Mais c’est insuffisant pour transformer la société : Il faut des connexions avec la société civile comme les associations pour passer à l’action.
ITespresso.fr : Quel est le modèle de Make.org si Change.org [platefome de pétitions] n’est pas la référence ?
Axel Dauchez : Il n’y pas de modèle existant. Nous sommes une nouvelle version de ce qu’était Change.org ou Avaaz.org avant. Nous proposons une formule plus démocratique et davantage tournée vers l’action.
ITespresso.fr : La CivicTech est-elle vraiment un segment porteur ?
Axel Dauchez : On assiste à une explosion du CivicTech. C’est le sujet de concentration de tous les investisseurs avec une vague importante de financement si j’en crois ce que j’ai vu lors de mon récent voyage à San Francisco.
On parle beaucoup de la crise démocratique et de l’engagement citoyen dans les sociétés développées. On atteint un niveau de paroxysme jamais atteint. Et tout le monde est conscient que l’on doit trouver des moyens complémentaires de pouvoir citoyen.
Il faut remettre en cause des totems si l’on veut conserver nos institutions. Mais on parle vraiment d’un sujet de transformation de la société et de processus d’amélioration démocratique qui dépasse l’Etat et du réveil d’une force démocratique.
ITespresso.fr : Axelle Lemaire (ex-secrétaire d’Etat au Numérique) avait abordé ce thème des CivicTech. Pendant l’élection présidentielle, un candidat s’est-il distingué sur ce thème ?
Axel Dauchez : On a rencontré les onze candidats ou leurs représentants dans nos locaux. Nous sommes en contact avec eux. Mais la réalité est qu’ils se concentrent sur leurs campagnes avec des thèmes qui n’intègrent pas cet espace-là.
Mais je suis persuadé que la prochaine configuration de la majorité politique se fera avec des composantes qui viennent du bas.
ITespresso.fr : Par rapport à votre parcours individuel, on peut être surpris de votre passage d’un groupe de publicité (ex-Publicis) à une start-up CivicTech. Comment expliquer cette bascule ?
Axel Dauchez : Il faut prendre un cadre plus large de mon parcours varié : comment passer du marketing de grande consommation (production de jeux vidéo et de dessins animés, musique et publicité).
La dernière étape [Publicis] n’a pas été la plus déterminante. J’ai toujours été motivé tout au long de ma carrière par une composante aventurière en me lançant dans des challenges a priori insolvables. Cela a toujours été mon leitmotiv.

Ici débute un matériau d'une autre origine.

PR #2106, opened 2026-09-12
fix(interceptor): Capture.sh no longer passes --out to `interceptor screenshot`

### LINKED ISSUE #2065: Capture.sh passes --out to `interceptor screenshot`, a flag only the maintainer's patched binary accepts — every capture fails with exit 9 on a stock install
### Version
LifeOS 7.40.4 / Interceptor skill (interceptor CLI 0.24.2, stock build from upstream tag v0.24.2)

### What is broken
`Tools/Capture.sh` is documented as the only sanctioned way to take an Interceptor screenshot, and every verification path in the skill routes through it. It builds its screenshot invocation as `SS_FLAGS=(--context "$CTX" --save --out "$OUT")`. Upstream `interceptor screenshot` does not accept `--out`; the flag belongs to `save` and `net`. On any binary built from the public source the CLI rejects it outright, so the wrapper's DOM path fails, its `--pixel` fallback fails for the same reason, and the bounded recovery loop exhausts and exits 9. The result is that browser verification, which the skill declares mandatory before showing web output to a user, cannot produce a single screenshot on a clean install.

SKILL.md already names the cause in its "Pinned binary" note: the maintainer's binary carries a cherry-picked `screenshot --save` patch that honours `--out`, and on a stock install `screenshot --save` writes to cwd. The wrapper was written against the patched contract, so the note documents the divergence without the code accounting for it.

### Where (file:line)
`skills/Interceptor/Tools/Capture.sh:189` — `SS_FLAGS=(--context "$CTX" --save --out "$OUT")`

Reader that disagrees: `skills/Interceptor/Tools/Capture.sh:253` `resolve_saved()`, which already lifts the daemon-chosen `filePath` into `$OUT` and whose comment states that the `--pixel` path "ignores `--out` and saves to a daemon-chosen temp path".

### Repro on a clean tree
```shell
# Prerequisites: interceptor CLI built from public source (>= 0.23.16),
# extension loaded in a dedicated Chrome test profile, context pinned.
bash skills/Interceptor/Tools/PreflightIsolation.sh
# => [PreflightIsolation] OK — interceptor 0.24.2, pinned context connected and not denied.

bash skills/Interceptor/Tools/Capture.sh "https://example.com"
# => Capture.sh: FAIL — capture did not succeed after recovery.
# =>   last error: error: unknown flag '--out' for 'screenshot'
# =>   (--out belongs to 'save' and 'net'; 'screenshot --save' writes the image to disk).
# => exit 9

# Confirm the CLI contract independently:
interceptor help screenshot | grep -c -- '--out'
# => 0
```

### Negative control
On unpatched 7.40.4 with a healthy daemon and a preflight that exits 0, `Capture.sh` returns exit 9 and writes no image, for every URL and with or without `--full`. The failure is not environmental: preflight passes immediately before, `interceptor contexts` lists the pinned context, and the same daemon answers `interceptor help screenshot`, whose output contains zero occurrences of `--out`. Removing the flag and letting the existing `resolve_saved()` reconcile `filePath` produced a 2580x1670 PNG with standard deviation 23.8 on the first attempt, so the wrapper's own recovery machinery was never the problem — only the flag was.

### Suggested fix
Drop the flag; the reconciliation path already exists and was written for exactly this shape.

```diff
-SS_FLAGS=(--context "$CTX" --save --out "$OUT")
+SS_FLAGS=(--context "$CTX" --save)
```

`--save` writes to a daemon-chosen path and reports it as `filePath`; `resolve_saved()` moves that file to `$OUT`. Both the DOM and `--pixel` paths then behave identically, which is what the comment at line 253 already assumes. Tested on a stock 0.24.2 build: exit 0, non-degenerate image, `$OUT` populated.

pai-scaffolde:
Reproduced on a fresh LifeOS 7.40.4 install (macOS, Claude Code in the Claude desktop app, stock interceptor 0.24.13); the fix was applied to that install and `Capture.sh` run end to end there before filing. Fixes #2065.

## Observed

```
$ bash skills/Interceptor/Tools/Capture.sh https://example.com
Capture.sh: FAIL — capture did not succeed after recovery.
  last error: error: unknown flag '--out' for 'screenshot' (--out belongs to 'save' and 'net';
  'screenshot --save' writes the image to disk). ...
exit 9
$ interceptor help screenshot | grep -c -- '--out'
0
```

Every capture — DOM path, `--pixel` fallback, and the recovery loop — failed the same way, so the skill's mandatory browser verification could not produce one screenshot.

## Root cause

`Capture.sh:189` builds `SS_FLAGS=(--context "$CTX" --save --out "$OUT")`. Upstream `interceptor screenshot` has no `--out`; the flag belongs to `save` and `net`. The wrapper was written against the maintainer's cherry-picked binary (SKILL.md "Pinned binary" note), which SKILL.md itself says does not describe public installs. On a stock binary `--save` writes into the CLI's cwd and reports the file as `filePath` — which `resolve_saved()` already lifts into `$OUT` for the `--pixel` path.

## Fix

Drop `--out` from `SS_FLAGS`; run both `dom_capture` and `pixel_capture` in a subshell `cd`'d to `$OUT`'s directory so `--save` lands there; the existing `resolve_saved()` moves the reported `filePath` onto `$OUT`. `--full` is still accepted by the CLI (it gets past flag parsing to the context lookup). SKILL.md's stock-install sentence now says this instead of "pass `--out` explicitly".

## How tested

- `bash -n Capture.sh` clean.
- Negative control on the stock CLI (no browser needed): `interceptor screenshot --context zz-bogus --save --out /tmp/x.png` → `error: unknown flag '--out' for 'screenshot'` (rejected before any daemon contact); `... --save --full` and `... --save` → reach the context lookup.
- End to end on the live install in the pinned test profile: `Capture.sh https://example.com` prints the saved path and exits 0; the `--save` result carries `filePath` as `resolve_saved()` expects.


danielmiessler:
Already fixed in source the same way (`--save` into a staging dir). Closing with thanks, @pai-scaffolde.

Je survis bien dans des situations difficiles. Mais, en revanche, je n’étais pas jusqu’ici quelqu’un de vraiment engagé. Ce que je vis actuellement est un mélange de challenge (« réactiver la démocratie en Europe », je trouve cela audacieux) et d’une prise de conscience de l’état de la société. Le statu quo nous mènera vers une fragmentation des sociétés européennes.

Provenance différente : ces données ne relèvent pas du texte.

Issue #2052, opened 2026-09-02
VoiceServer reads voices from settings.json only, so the DA speaks with two voices and every notify logs "fallback defaults"


lgertel:
**Version:** LifeOS 7.40.4 (`ce046f2`)

## What

`LIFEOS_CONFIG.toml` is where the DA's voice is declared (`[da.voices.main]`, required by `LifeosConfig.ts`), and `hooks/lib/identity.ts` already reads identity through `loadLifeosConfig()`. The VoiceServer never does: it loads voices from `~/.claude/settings.json` `daidentity.voices`, a section the setup flow no longer writes. Result on a configured install:

- hook-driven lines (the "DA says" notifications) use the configured voice;
- every skill's `curl -X POST /notify` (hundreds per day) resolves no voice, logs `Voice settings: fallback defaults (no config found for main)` and speaks with the hard-coded default voice;
- the user hears two different voices for one assistant.

## Where

`LIFEOS/PULSE/VoiceServer/voice.ts`

- header comment lines 9–10: "look up in settings.json daidentity.voices … use settings.json daidentity.voices.main as default";
- `loadVoiceConfigFromSettings` (line 209): `join(homedir(), ".claude", "settings.json")` (line 210), `settings.daidentity || {}` (line 220), `daidentity.voices || {}` (line 221); no read of `LIFEOS_CONFIG.toml`;
- line 566: `log("warn", \`Voice settings: fallback defaults (no config found for ${voice})\`)`.

`LIFEOS/TOOLS/LifeosConfig.ts` lines 166–168 define and require `[da.voices.main].voice_id`; `hooks/lib/identity.ts` line 37 loads through it.

## Reproduce

1. Set `[da.voices.main] voice_id = "<any ElevenLabs id>"` in `LIFEOS_CONFIG.toml`; leave `settings.json` without a `daidentity` block (the current setup output).
2. Start Pulse; `curl -s -X POST localhost:31337/notify -H 'Content-Type: application/json' -d '{"message":"test"}'`.
3. Read the VoiceServer log: `fallback defaults (no config found for main)`; the audio plays in the default voice, not the configured one. Trigger a hook notification: the configured voice plays.

## Expected

One source of truth for voices: the VoiceServer resolves `main` and named voices from `LIFEOS_CONFIG.toml` through `LifeosConfig.ts`, the same way `hooks/lib/identity.ts` does, with `settings.json` at most a legacy fallback; no "fallback defaults" warning on a configured install.

[...]

PR #2107, opened 2026-09-12
fix(pulse): VoiceServer reads the DA voice from LIFEOS_CONFIG.toml

pai-scaffolde:
Reproduced on a fresh LifeOS 7.40.4 install (macOS, Claude Code in the Claude desktop app); the fix was applied to that install and run there before filing. Precedent: PR #1781 made `hooks/lib/identity.ts` read the config first; `voice.ts` was left on the mirror.

## Observed

After `/interview` wrote a custom `voice_id` into `USER/CONFIG/LIFEOS_CONFIG.toml [da.voices.main]`, Pulse kept speaking with the template default voice (Rachel, `21m00Tcm4TlvDq8ikWAM`). `settings.json` had no `daidentity.voices.main.voiceId` of its own; nothing in the shipped tree writes that block.

## Root cause

`LIFEOS/PULSE/VoiceServer/voice.ts` resolves the main voice from `settings.json daidentity.voices` only (`loadVoiceConfigFromSettings()` at startup and a live read on `/notify/personality`). Per `SystemUserBoundary.md` and `settings.enhancements.json` ("LIFEOS_CONFIG.toml is the canonical config source; settings.json carries a runtime mirror of daidentity for hooks") the toml is canonical and the Interview writes only the toml. No shipped tool projects the mirror, so the VoiceServer never sees the chosen voice.

## Fix

Read `[da.voices.main]` through `LIFEOS/TOOLS/LifeosConfig.ts` (Bun-native TOML, no new dependency) — the same loader identity.ts uses:

- `configMainVoice()` maps `LifeosVoiceSettings` to the module's `VoiceEntry` (same defaults the settings.json mapper applies) and returns `null` when no config loads (LifeosConfig throws on a missing file, empty `[da].name`, or missing `voice_id` — that catch is the fallback path).
- `loadVoiceConfig()` = settings.json mirror, then the config's main voice overriding `voices.main` / `voicesByVoiceId` / `defaultVoiceId` when present. `startVoice()` calls it.
- The `/notify/personality` live read tries the config first, then the mirror as before.

Why not have the installer write the mirror instead: that keeps two writers for one value and leaves this reader inconsistent with the ones that already went to the config (#1781); the doctrine is that system code reads identity through `loadLifeosConfig()`.

## How tested

Probe (`startVoice({enabled:true})` then `voiceHealth().default_voice_id`), temp HOME whose `settings.json` mirror carries Rachel, `LIFEOS_CONFIG_PATH` pointing at a temp toml with a distinct id:

| | toml present | toml absent |
|---|---|---|
| unpatched | `21m00Tcm4TlvDq8ikWAM` (mirror) | `21m00Tcm4TlvDq8ikWAM` |
| patched | `AAAAAAAAAAAAAAAAAAAA` (config) | `21m00Tcm4TlvDq8ikWAM` (mirror fallback) |

Transpiles (`bun build --target=bun --no-bundle`). On the live install, `curl localhost:31337/voice/health | jq .default_voice_id` returns the toml's voice after a Pulse restart.


danielmiessler:
Already fixed in source via #2052 by @lgertel (TOML canonical, settings mirror as fallback). Closing with thanks, @pai-scaffolde.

Déjà avant l’organisation de Viva Technology [juin 2016, date de notre dernier entretien, ndlr], j’avais parlé de ce projet avec Maurice Levy [président du groupe Publicis en fin de mandat].
Et puis, j’imagine mon fils qui viendra me demander dans dix ans : « Mais, papa, tu savais ce qu’il se passait ? ». Nous vivons une période exceptionnelle et plus rien n’est sûr aujourd’hui.